PR #595, opened 2021-02-12
GFORMS-790 - Enhance choice component to allow hints against the choices

josef-vlach:


app/uk/gov/hmrc/gform/sharedmodel/formtemplate/ComponentType.scala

> _WORK TO COMPLETE_: Repeat all the data, every line exactly.

> _RESPONSE BELOW_:
PR #595, opened 2021-02-12
GFORMS-790 - Enhance choice component to allow hints against the choices

josef-vlach:


app/uk/gov/hmrc/gform/sharedmodel/formtemplate/ComponentType.scala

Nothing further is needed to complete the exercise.